To ensure the free and open discussion of ideas, students may not record classroom lectures, discussions, and/or activities without the advance written permission of the instructor, and any such recording properly approved in advance can be used solely for the student's own private use. Since this is a seminar class and meetings are all online, students are required to use their cameras during the class.
All material provided through this website is subject to copyright. This applies to class/recitation notes, slides, assignments, solutions, project descriptions, etc. You are allowed (and expected!) to use all the provided material for personal use. However, you are strictly prohibited from sharing the material with others in general and from posting the material on the Web or other file-sharing venues in particular.
Diversity and Inclusion
The University of Pittsburgh does not tolerate any form of discrimination, harassment, or retaliation based on disability, race, color, religion, national origin, ancestry, genetic information, marital status, familial status, sex, age, sexual orientation, veteran status or gender identity or other factors as stated in the University’s Title IX policy. The University is committed to taking prompt action to end a hostile environment that interferes with the University’s mission. For more information about policies, procedures, and practices, see:http://diversity.pitt.edu/affirmative-action/policies-procedures-and-practices.3I ask that everyone in the class strive to help ensure that other members of this class can learn in a supportive and respectful environment. If there are instances of the aforementioned issues, please contact the Title IX Coordinator, by calling 412-648-7860, or firstname.lastname@example.org. Reports can also be filed online:https://www.diversity.pitt.edu/make-report/report-form. You may also choose to report this to a faculty/staff member; they are required to communicate this to the University’s Office of Diversity and Inclusion. If you wish to maintain complete confidentiality, you may also contact the University Counseling Center (412-648-7930)

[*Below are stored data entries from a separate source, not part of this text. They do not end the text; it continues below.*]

PR #551, opened 2026-07-08
feat(app): String Catalog localization scaffolding

davidwkeith:
Localization scaffolding so strings flow through a catalog from now on — the change that gets more expensive every week it waits. Stacked on #540 (so the sweep covers its new Dock-menu strings). Closes #528.

## What

- **`Localizable.xcstrings` + `InfoPlist.xcstrings`** in the app target, with `SWIFT_EMIT_LOC_STRINGS` and `LOCALIZATION_PREFERS_STRING_CATALOGS` in `project.yml`. Xcode populates/syncs the catalog automatically on IDE builds (⌘B); `xcodebuild` alone doesn't write back — that sync is an IDE behavior.
- **AppKit-path sweep**: strings the compiler can't extract as SwiftUI literals are now `String(localized:)` — `NSAlert` text, every `NSOpenPanel`/`NSSavePanel` prompt+message, the Dock menu's New Site item, the export dialog's git-history checkbox, and the interpolated `LocalizedError` descriptions in `SiteActions`.
- **Out of scope, deliberately**: the Help Book and `Resources/Template/` are end-user content with their own localization story; the SwiftPM library targets (AnglesiteCore etc.) have user-facing error strings that would need per-module catalogs + `defaultLocalization` — noted as a follow-up if/when a second language is actually planned. English-only ships unchanged.

## Verification

`xcodebuild -exportLocalizations` against this branch produces an `en.xcloc` with **428 trans-units**: spot-checked that SwiftUI literals (Deploy, Grant Access, the panes tooltip), every new `String(localized:)` wrap, and the interpolated ImportError (correctly converted to `%1$@`/`%2$@` positional specifiers) are all present. Build green.

One expected side effect to be aware of: the committed catalogs are empty until the first Xcode IDE build, which will populate `Localizable.xcstrings` and show as a large mechanical diff in whatever branch that happens on — that's the catalog syncing, not noise to revert.

### DIFF
--- a/Sources/AnglesiteApp/NewSiteWizard.swift
+++ b/Sources/AnglesiteApp/NewSiteWizard.swift
@@ -334,7 +334,7 @@ struct NewSiteWizard: View {
 
     @MainActor private func saveWebsite() {
         let panel = NSSavePanel()
-        panel.title = "Save Your Website"
+        panel.title = String(localized: "Save Your Website")
         panel.prompt = String(localized: "Save")
         panel.allowedContentTypes = [.anglesiteSite]
         panel.canCreateDirectories = true
@@ -356,7 +356,7 @@ struct NewSiteWizard: View {
 
     @MainActor private func chooseLogo() {
         let panel = NSOpenPanel()
-        panel.title = "Choose Logo"
+        panel.title = String(localized: "Choose Logo")
         panel.prompt = String(localized: "Choose")
         panel.allowedContentTypes = [.image]
         panel.allowsMultipleSelection = false
--- a/Sources/AnglesiteApp/NewSiteWizard.swift
+++ b/Sources/AnglesiteApp/NewSiteWizard.swift
@@ -335,7 +335,7 @@ struct NewSiteWizard: View {
     @MainActor private func saveWebsite() {
         let panel = NSSavePanel()
         panel.title = "Save Your Website"
-        panel.prompt = "Save"
+        panel.prompt = String(localized: "Save")
         panel.allowedContentTypes = [.anglesiteSite]
         panel.canCreateDirectories = true
         panel.directoryURL = model.draft.saveDirectory ?? model.defaultSaveDirectory
@@ -357,7 +357,7 @@ struct NewSiteWizard: View {
     @MainActor private func chooseLogo() {
         let panel = NSOpenPanel()
         panel.title = "Choose Logo"
-        panel.prompt = "Choose"
+        panel.prompt = String(localized: "Choose")
         panel.allowedContentTypes = [.image]
         panel.allowsMultipleSelection = false
         panel.canChooseDirectories = false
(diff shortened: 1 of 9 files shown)


Sources/AnglesiteApp/NewSiteWizard.swift
```diff
@@ -335,7 +335,7 @@ struct NewSiteWizard: View {
     @MainActor private func saveWebsite() {
         let panel = NSSavePanel()
         panel.title = "Save Your Website"
```
davidwkeith: `panel.title` here (and `"Choose Logo"` at line 359 below) is left as a raw literal while the adjacent `panel.prompt` on the very next line was wrapped in `String(localized:)`. Both are equally user-facing (the `NSSavePanel`/`NSOpenPanel` window title), but since they're plain string literals assigned to an AppKit property rather than `String(localized:)` calls, the compiler's extraction won't pick them up — confirmed neither `"Save Your Website"` nor `"Choose Logo"` appears anywhere in the new `Localizable.xcstrings`. Worth wrapping these too (or, if titles are intentionally out of scope per the PR description's "prompt+message" wording, worth a one-line comment noting why, since it reads like an oversight otherwise).

---

davidwkeith (commented):
Reviewed the diff (scoped to what #551 itself adds — the `String(localized:)` wraps, the two new `.xcstrings` catalogs, and the `project.yml` build settings). Overall this is solid: the interpolated-string wraps in `SiteActions.ImportError` correctly use `String.LocalizationValue`'s interpolation to produce positional `%1$@`/`%2$@` specifiers (verified against the generated catalog), the multi-argument keys in `Localizable.xcstrings` all have correct positional conversions, and the `project.yml` settings are placed under `settings.base` so they apply to both configs without duplication.

One concrete gap found, left as an inline comment: `NSSavePanel`/`NSOpenPanel` `.title` strings in `NewSiteWizard.swift` (`"Save Your Website"`, `"Choose Logo"`) were left unwrapped while the adjacent `.prompt` lines in the same functions were converted — and neither string shows up in the new `Localizable.xcstrings`, confirming they won't localize. Everything else checked out.

---

davidwkeith (commented):
Reviewed the localization-scaffolding-specific diff (the 6 Swift files, the two new .xcstrings files, and the project.yml settings addition), not the stacked #540 changes.

No correctness bugs found:
- All `String(localized:)` wraps (NSAlert.messageText, NSSavePanel/NSOpenPanel title/prompt/message, Dock menu item title, checkbox title) are display-only; none feed comparison/equality logic elsewhere (checked for matches on the wrapped literals across the repo).
- `SiteActions.ImportError.errorDescription` uses `String(localized: "Couldn't add "\(folderName)": \(underlying.localizedDescription)")` — this is the correct pattern for a dynamic, catalog-extracted format string, and the generated `Localizable.xcstrings` entry ("Couldn't add "%@": %@" → "%1$@": %2$@") has the arguments in the right order (folder name first, then the underlying error).
- `SWIFT_EMIT_LOC_STRINGS`/`LOCALIZATION_PREFERS_STRING_CATALOGS` are added only under the `Anglesite` app target's settings in project.yml, not the SwiftPM library targets — consistent with the stated scope.
- `InfoPlist.xcstrings` being empty matches Info.plist having no currently-marked-for-localization keys.

No inline comments to add.

---

PR #556, opened 2026-07-08
fix(tests): deflake conventions reindex test (unbreaks main CI)

davidwkeith:
Main CI has been red since #535 merged: `LocalContainerSiteRuntimeReindexTests`' conventions test (added in #539) polls only **1s** for the watcher batch to apply — the apply runs on an unstructured `Task`, and once #535's ~100 new tests changed the parallel scheduling load, 1s stopped being enough on CI runners. Not a semantic conflict: #535 only added files, and #539's own merge-ref run (without #535's suites) was green.

Fix: give it the same **5s** poll budget its knowledge-index sibling in the same file already uses, and assert the poll result directly instead of poll-then-re-read.

This also unblocks PR #540, whose merge-ref run fails on this same test.

### DIFF
--- a/Tests/AnglesiteCoreTests/LocalContainerSiteRuntimeReindexTests.swift
+++ b/Tests/AnglesiteCoreTests/LocalContainerSiteRuntimeReindexTests.swift
@@ -90,9 +90,11 @@ struct LocalContainerSiteRuntimeReindexTests {
         let added = root.appendingPathComponent("src/pages/about.astro")
         try! Data("# About\n".utf8).write(to: added)
         watcher.deliver(FileChangeBatch(paths: [added], needsFullRescan: false))
-        _ = await poll(1.0) {
+        // 5s budget like the knowledge-index test above: the batch applies on an unstructured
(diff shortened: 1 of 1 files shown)


davidwkeith (commented):
Verified the root cause the comment attributes the flake to: `LocalContainerSiteRuntime.swift:198` fires `Task { await self?.applyFileChanges(...) }` from the watcher callback — an unstructured task the test has no handle to await, so polling is the only option here. `routesBatchToIndex` (the sibling test in the same file) already used a 5s poll budget for exactly this reason; this change just brings `routesBatchToConventionsEngine` in line with that precedent rather than inventing a new timeout arbitrarily.

The assertion change is also a real improvement, not just cosmetic: previously `_ = await poll(1.0) {...}` discarded the poll result and re-evaluated the condition a second time in a separate `#expect`, so the test wasn't actually asserting the poll succeeded within budget. Asserting on `poll`'s own return value directly is more correct and removes the redundant re-check.

No correctness issues found — this is a legitimate fix for a real race (not a mask), and it's internally consistent with existing code in the same file. Nothing to flag.

---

Gender Inclusive Language Statement (from Pitt GSWS)
Language is gender-inclusive and non-sexist when we use words that affirm and respect how people describe, express and experience their gender. Just as sexist language excludes women’s experiences, non-gender-inclusive language excludes the experiences of individuals whose identities may not fit the gender binary, and/or who may not identify with the sex they were assigned at birth. Identities including trans, intersex, and genderqueer reflect personal descriptions, expressions, and experiences. Gender-inclusive/non-sexist language acknowledges people of any gender (for example, first-year student versus freshman, chair versus chairman, humankind versus mankind, etc.). It also affirms non-binary gender identifications and recognizes the difference between biological sex and gender expression. Students may share their preferred pronouns and names, and these gender identities and gender expressions should be honored.